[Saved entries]
<<<<

PR #200, opened 2023-09-20
[WIP][DPE-2447] Secret labels

juditnovak:


.github/workflows/ci.yaml
```diff
@@ -14,31 +14,31 @@ on:
...
-    runs-on: ubuntu-latest
-    timeout-minutes: 15 # TODO: reduce to 5 minutes
-    steps:
-      - name: Checkout
-        uses: actions/checkout@v3
-      - name: Install tox
-        # TODO: Consider replacing with custom image on self-hosted runner OR pinning version
-        run: python3 -m pip install tox
-      - name: Run tests
-        run: tox run -e unit
```
juditnovak, line 41: This PR should be rebased on `main` that is ONLY using Juju3.

The ugly commented out stuff should "natively" disappear after the rebase (conflicts resolved, sry :sweat_smile: )

lib/charms/mongodb/v0/mongodb_secrets.py
```diff
@@ -0,0 +1,125 @@
...
+from ops.model import SecretNotFoundError
+
+from config import Config
+from exceptions import SecretAlreadyExistsError
+
+# The unique Charmhub library identifier, never change it
+
+# FIXME: Incorrect libid, as my charmcraft authentication is missing 'package access' :-/
+LIBID = "b9a7fe0c38d8486a9d1ce94c27d4758e"
+
```
juditnovak, line 18: Must be fixed -- I got blocked on permission issues :-(

lib/charms/mongodb/v0/mongodb_secrets.py
```diff
@@ -0,0 +1,125 @@
...
+APP_SCOPE = Config.Relations.APP_SCOPE
+UNIT_SCOPE = Config.Relations.UNIT_SCOPE
+Scopes = Config.Relations.Scopes
+
+
+def generate_secret_label(charm: CharmBase, scope: Scopes) -> str:
+    """Generate unique group_mappings for secrets within a relation context."""
+    members = [charm.app.name, scope]
+    return f"{'.'.join(members)}"
+
```
juditnovak, line 35: I really think this function should be left separate from the `SecretCache` class(es).

**Rationale:**

`SecretCache`: Providing an abstraction layer above direct Juju access WITH caching. I.e. making sure not to fetch a secret multiple times. (*)
Now, if at some point we decide we want caching no more, this is the single, encapsulated logic that is to be changed (dropped). `SecretChache` and `CachedSecret` are to provide this level of isolation.

`generate_secret_label`: The logic how to define it's secret labesl **belongs ot the application**. Each charm can decide how to label their secrets. This is a different separation of concern either from Juju access or from internal implementation details whether we're cacnihg secrets or not. This is part of the Application Logic.

With all the above in mind, pls in case someone changing the PR -- if possible pls keep `generate_secrets_label()` separate from the abstract `Secret`-manipulation classes. This function is outside of that scope.

(*) For multiple reasons actullay, including that the secret may have changed. If we're not carefully passing around our already-fetched secret (when dealing with a chain of called functions), but fetch it again, we should get the latest version... Which could be different from what we had at the start of the event handler ;-)

lib/charms/mongodb/v0/mongodb_secrets.py
juditnovak: Done

delgod (dismissed):

lib/charms/mongodb/v0/mongodb_secrets.py
MiaAltieri: Yes, this info in the doc strings would be awesome! Thank you so much for taking time to add all this info.

lib/charms/mongodb/v0/mongodb_secrets.py
```diff
@@ -0,0 +1,125 @@
...
+        self._secret_uri = secret_uri
+        self.label = label
+        self.charm = charm
+
+    def add_secret(self, content: Dict[str, str], scope: Scopes) -> Secret:
+        """Create a new secret."""
+        if self._secret_uri:
+            raise SecretAlreadyExistsError(
+                "Secret is already defined with uri %s", self._secret_uri
+            )
```
MiaAltieri, line 58: noob question what is a `secret_uri` is it just the mongodb URI?

lib/charms/mongodb/v0/mongodb_secrets.py
```diff
@@ -0,0 +1,125 @@
...
+            if not (self._secret_uri or self.label):
+                return
+            try:
+                self._secret_meta = self.charm.model.get_secret(label=self.label)
+            except SecretNotFoundError:
+                if self._secret_uri:
+                    self._secret_meta = self.charm.model.get_secret(
+                        id=self._secret_uri, label=self.label
+                    )
+        return self._secret_meta
```
MiaAltieri, line 81: nit
```suggestion
        if self._secret_meta:
            return self._secret_meta
            
        if not (self._secret_uri or self.label):
            return
        try:
            self._secret_meta = self.charm.model.get_secret(label=self.label)
        except SecretNotFoundError:
            if self._secret_uri:
                self._secret_meta = self.charm.model.get_secret(
                    id=self._secret_uri, label=self.label
                )
       return self._secret_meta
```

lib/charms/mongodb/v0/mongodb_secrets.py
```diff
@@ -0,0 +1,125 @@
...
+
+    def add_secret(self, content: Dict[str, str], scope: Scopes) -> Secret:
+        """Create a new secret."""
+        if self._secret_uri:
+            raise SecretAlreadyExistsError(
+                "Secret is already defined with uri %s", self._secret_uri
+            )
+
+        if scope == Config.APP_SCOPE:
+            secret = self.charm.app.add_secret(content, label=self.label)
```
MiaAltieri, line 61: neat, what a cool function `app.add_secret`! This code looks fine, but to help my understanding can you answer these two questions:

1. From what I can tell *any* unit can call this function correct? 
2. And there aren't any concerns about multiple units calling this function right?

lib/charms/mongodb/v0/mongodb_secrets.py
```diff
@@ -0,0 +1,125 @@
...
+    def get_content(self) -> Dict[str, str]:
+        """Getting cached secret content."""
+        if not self._secret_content:
+            if self.meta:
+                self._secret_content = self.meta.get_content()
+        return self._secret_content
+
+    def set_content(self, content: Dict[str, str]) -> None:
+        """Setting cached secret content."""
+        if self.meta:
```
MiaAltieri, line 92: I am a noob, is it worth it to have only the leader execute this or does it not matter?

src/charm.py
```diff
@@ -687,8 +686,8 @@ def _set_user_created(self, user: MongoDBUser) -> None:
     def _get_mongodb_config_for_user(
         self, user: MongoDBUser, hosts: List[str]
     ) -> MongoDBConfiguration:
-        external_ca, _ = self.tls.get_tls_files(UNIT_SCOPE)
-        internal_ca, _ = self.tls.get_tls_files(APP_SCOPE)
+        external_ca, _ = self.tls.get_tls_files(APP_SCOPE)
+        internal_ca, _ = self.tls.get_tls_files(UNIT_SCOPE)
```
MiaAltieri, line 690: I am pretty sure this change should be reverted
```suggestion
        external_ca, _ = self.tls.get_tls_files(UNIT_SCOPE)
        internal_ca, _ = self.tls.get_tls_files(APP_SCOPE)
```

Context: 
- Internal secrets for TLS are used for the MongoDB replicas to communicate with each other with an encrpyted connection, for this, we need all units to have the SAME internal TLS secrets. Since all units should have the **the same** internal secret, it is crucial that this secret is kept consistent across all units. To ensure this, only allow one unit to change this data, so we use "lock" for changing this field, this "lock" is granted to the leader unit. This prevents multiple units from changing the internal secret. APP_DATA works perfect for this because APP_DATA only allowed to be changed by the leader.

- external secrets are used for each unit to communicate outside of the cluster and do not need to be the same for each unit, hence writing to unit data is best here

dmitry-ratushnyy (approved):

src/charm.py
```diff
@@ -1177,5 +1103,8 @@ def _set_data_dir_permissions(container: Container) -> None:
     # END: static methods
 
 
+# END: Secret cache
+
+
```
MiaAltieri, line 1108: should this be here? It looks like there are other non-secret functions before this. We also have no `START` section. 

suggestions you can either:
1. move it to the correct place and add a `START` section
2. remove it

src/charm.py
```diff
@@ -804,120 +803,47 @@ def _set_leader_unit_active_if_needed(self):
...
+        if not secret:
+            return
 
-        return self.secrets[scope][Config.Secrets.SECRET_LABEL].id
+        value = secret.get_content().get(key)
+        if value != Config.Secrets.SECRET_DELETED_LABEL:
+            return value
 
     def set_secret(self, scope: Scopes, key: str, value: Optional[str]) -> Optional[str]:
         """(Re)defining a secret."""
```
MiaAltieri, line 818: please forgive my noob question, but why isn't it necessary to check if the unit is a leader

tests/integration/test_charm.py
```diff
@@ -149,6 +149,16 @@ async def test_reset_and_get_password_secret_same_as_cli(ops_test: OpsTest) -> N
     # Getting back the pw programmatically
     password = await get_password(ops_test, unit_id=leader_id, username="monitor")
 
+    #
+    # Noway to retrieve a secet by label for now (https://bugs.launchpad.net/juju/+bug/2037104)
```
MiaAltieri, line 153: nit `No way`

lib/charms/mongodb/v0/mongodb_secrets.py
```diff
@@ -0,0 +1,125 @@
+"""Secrets related helper classes/functions."""
```
MiaAltieri, line 1: This is an excellent file. Just so you know we have the VM Charm for MongoDB own the shared libraries, so in our development we try to create/change libraries on the MongoDB VM charm and only ever retrieve libraries on the MongoDB K8s charm. What is more is that I am fairly certain we do not allow publishing of libraries on the CI of K8s charms. 

With that said, I am personally okay with you making this change here since you have already written this excellent code! But I ask that after this PR merges that:
1. You create a follow up PR that adds this library to the MongoDB VM charm (I will immediately approve if the PR has **only this library**)
2. In the future if you would like to make changes to this library that you make them on the VM charm

MiaAltieri (changes requested):
Looks AMAZING Judit, thank you so much for your dedication and help here. 

Mostly of my comments are questions; but there are a few nits and a requested change

src/charm.py
juditnovak: GRRRRRR indeed, VERY GOOD POINT, THANK YOU!!!!!!!!!!!!!!!!!!
I'm also wondering that some tests should have shown an error on this :-( :-( :-( 
(I did this change in desperation when trying to resolve a horrible issue coming from a different source. I can't believe I left it in the code THANK U SO MUCH 4 NOTICING!!!!!!!!!!!!!!!!!!!!!!!!!!!!!!!!!!!!!!!!!!!!!!!!!!)

lib/charms/mongodb/v0/mongodb_secrets.py
juditnovak: That sounds ALL wonderful.... 
I would like to do these changes equally on the VM as well anyway ;-)

lib/charms/mongodb/v0/mongodb_secrets.py
juditnovak: Nononono (not that I knew what 'mongodb uri' means :sweat_smile: )

Secret URI is basically the model-qualified identifier of each secret. Something like:

 - `secret://<model-UUID>/<secrect-XID>`
 
 where the XID is a unique identifier of each secret

juditnovak: Nononono (not that I knew what 'mongodb uri' means :sweat_smile: )

Secret URI is basically the model-qualified identifier of each secret. Something like:

 - `secret://<model-UUID>/<secrect-XID>`
 
 where the XID is a unique identifier of each secret

lib/charms/mongodb/v0/mongodb_secrets.py
juditnovak: Any unit may have their own secrets (typicaly unit-level TLS certs).

The logic (that U may be referring to) is that `app` level secrets shouldn't be modified by any other unit but the lead.

Which is true indeed -- however, in my opinion that logic should be handled outside of this scope. 
(And it actually is.)

This module to me should be "dumb" in this sense, Focusing on secrets handling (caching + communication with the Juju Secret store), and no additional business logic (incl. who may or may not be allowed to change a secret).

lib/charms/mongodb/v0/mongodb_secrets.py
juditnovak: Nononono, we have unit-level secrets too!!!!

src/charm.py
juditnovak: As this question is coming up a lot, I thought to bring up a live example :-)

https://github.com/canonical/mongodb-k8s-operator/blob/main/lib/charms/mongodb/v0/mongodb_tls.py#L177

Typically TLS certs exist both on the `app` level (controlled by the leader unit) and on an individual level for units themselves. Thus units must be able to set their own secrets -- without being a leader.

src/charm.py
juditnovak: Bah, seems like a leftover as the `mongodb_secrets.py` (new lib) conents were here originally, thank U for noticing!!!

lib/charms/mongodb/v0/mongodb_secrets.py
MiaAltieri: Ah thank you for teaching me!

lib/charms/mongodb/v0/mongodb_secrets.py
MiaAltieri: Thank you for the context 🙇

MiaAltieri (approved):
Really awesome work Judit, thank you very much!

dmitry-ratushnyy (approved):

>>>>

» **Problem statement**
The answer is a count and nothing more: lines above that contain "changed".

» **Result of the exercise**
3